### [Exercise data]
*****
Issue #1215, opened 2024-04-15
Publish packages with dependencies


CGenie:
Hello,

Suppose I'm developing 2 libraries at once and one of them depends on the other. After publishing the first one (without the dependency), it seems I can't publish the second one until a new package set is published the next day. I can't publish a package with `extraPackages` in it and there yet isn't a new `packageSet.registry` version that I can put in the second package.

Or am I missing something here?

f-f:
You can add the newly published library to the `extraPackages` just fine if you refer to the registry version instead of pointing to the url of the repo, e.g.
```
workspace:
  extraPackages:
    newly-published-library: 0.0.1
```

CGenie:
OK this works, thanks!

Though this leaves the package YAML file in a somewhat intermediate definition where some of the packages are specified in `dependencies` and some in `extraPackages`. And there seems no way to fix that. Suppose the registry catches up with a new version. Then I can edit my library and move `newly-published-library` to dependencies but then I need to release a new version of that library. So I could have waited one day and made fewer releases anyways...

f-f:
*****
### [Work instructions]
Please give the listing above once more, word for word.

### [Answer space]
Issue #1215, opened 2024-04-15
Publish packages with dependencies


CGenie:
Hello,

Suppose I'm developing 2 libraries at once and one of them depends on the other. After publishing the first one (without the dependency), it seems I can't publish the second one until a new package set is published the next day. I can't publish a package with `extraPackages` in it and there yet isn't a new `packageSet.registry` version that I can put in the second package.

Or am I missing something here?

f-f:
You can add the newly published library to the `extraPackages` just fine if you refer to the registry version instead of pointing to the url of the repo, e.g.
```
workspace:
  extraPackages:
    newly-published-library: 0.0.1
```

CGenie:
OK this works, thanks!

Though this leaves the package YAML file in a somewhat intermediate definition where some of the packages are specified in `dependencies` and some in `extraPackages`. And there seems no way to fix that. Suppose the registry catches up with a new version. Then I can edit my library and move `newly-published-library` to dependencies but then I need to release a new version of that library. So I could have waited one day and made fewer releases anyways...

f-f:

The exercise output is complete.